Tony Herman

Personal information
- Full name: Tony Herman
- Born: 31 March 1966 (age 60)

Playing information
- Position: Wing
Club
| Years | Team | Pld | T | G | FG | P |
| 1989–95 | Newcastle Knights | 48 | 7 | 0 | 0 | 28 |

Coaching information
Club
| Years | Team | Gms | W | D | L | W% |
| 2023– | Cronulla Sharks Women | 33 | 18 | 0 | 15 | 55 |
- Source:

= Tony Herman =

Australian rugby league footballer & coach

Tony Herman (born 31 March 1965) is a former professional rugby league footballer who played in the 1980s and 1990s. He played for the Newcastle Knights from 1989 to 1995. He currently coaches the Cronulla-Sutherland Sharks NRLW team since 2023 in their maiden year.

==Playing career==
Herman made his debut for Newcastle against North Sydney at North Sydney Oval in Round 21 1989 which ended in a 14–1 victory.

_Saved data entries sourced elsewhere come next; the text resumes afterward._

PR #429, opened 2026-04-15
Fix/attack surface hardening

DIvyaNautiyal07:
# Add input validation and request-deadline handling in task_execution

## Summary

Addresses the [mech audit](https://github.com/valory-xyz/launch-predict/blob/main/mech-audit/AUDIT.md). Tightens input validation on the two places the agent ingests external data (IPFS-delivered task payloads and the off-chain HTTP handler) and adds a deadline to the payment-model request so a missing response can no longer block task execution indefinitely.

## Changes

Split across six commits for easier review:

1. Cap IPFS task payload size. Reject combined file content over 1 MB in `_handle_get_task` before JSON parsing runs.
2. Validate task_data prompt type and length. Require `prompt` and `tool` to be strings and cap `prompt` at 100 KB.
3. Add deadline to payment-model request. If the contract response for the payment model does not arrive within 60s, clear `in_flight_req` so the request can be retried instead of wedging `_ensure_payment_model`.
4. Validate offchain HTTP request body and ipfs_hash format. Cap inbound bodies at 1 MB in `_parse_http_body`, validate `ipfs_hash` matches `^0x[0-9a-fA-F]+$` with length 66 or 70 before parsing, and stop logging raw request bodies on failure.
5. Bound delivery_rate range. Reject negative and above-uint256 values on the off-chain HTTP path. `delivery_rate=0` remains accepted for free tasks.
6. Update package hashes. Mechanical lock bump.

## Test plan

- [ ] `make code-checks` (black, isort, flake8, mypy, pylint, darglint)
- [ ] `pytest packages/valory/skills/mech_abci/tests packages/valory/skills/task_submission_abci/tests packages/valory/skills/task_execution/tests` (532 pass, 17 new)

In 1992, Herman played in the club's first ever finals campaign playing both games against Western Suburbs and St George.

In 1995, Herman played a career best 23 games for Newcastle as the club made it all the way to the preliminary final before being defeated by Manly 12–4. This in turn would prove to be Herman's final game in first grade.